■ Task goal
For each line of the data below that contains "admissions", return that line.

■ Input material

PR #5619, opened 2022-08-26
Expand run first list of websites

### LINKED ISSUE #5558: Run campus-critical websites first during a deployment
# Story

As a web team, we can have a mechanism whereby campus-critical websites are the first to recover during a deployment issue like we experienced on 8/5/22.

# Additional Comments

Outages/problems will happen.  What can we do to lessen the impact/speed up recovery when/if they DO happen? 

Probably a number of different things we _could_ do here.  Let's figure out something that would make a material difference.

# Proposed Solution

- [ ] Define list of campus critical websites - This should include colleges, public safety, emergency, admissions, uiowa.edu. Want to keep this list short with specific reasoning, so we don't have to deal with everyone wanting to be on this list.
- [ ] Store ordered list in config and then add those to the beginning of the site list so they run first during deployment similar to how we are currently handling uiowa.edu in https://github.com/uiowa/uiowa/blob/c0b937b6123e3b88498c1b9fb6322c8dcc8b0cb3/blt/src/Blt/Plugin/Commands/ReplaceCommands.php#L29-L35

joewhitsitt:
Resolves https://github.com/uiowa/uiowa/issues/5558

# To Test

- Checkout main, `ddev blt composer install` and run a `ddev blt dsa` on a couple websites that also include uiowa.edu, admissions, grad.admissions where they aren't first in the list.
- Run `ddev blt auda` and see that uiowa.edu is run first followed by whatever is next.
- Checkout `run_first_sites` and run `ddev blt auda` again. See that uiowa.edu admissions and grad.admissions in that order are run first.


joewhitsitt:
actually, i want to make another change

bspeare:
Pulling to test.

bspeare (approved):
`ddev blt auda` ran the `run_first` sites first.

■ Completed exercise
- [ ] Define list of campus critical websites - This should include colleges, public safety, emergency, admissions, uiowa.edu. Want to keep this list short with specific reasoning, so we don't have to deal with everyone wanting to be on this list.
- Checkout main, `ddev blt composer install` and run a `ddev blt dsa` on a couple websites that also include uiowa.edu, admissions, grad.admissions where they aren't first in the list.
- Checkout `run_first_sites` and run `ddev blt auda` again. See that uiowa.edu admissions and grad.admissions in that order are run first.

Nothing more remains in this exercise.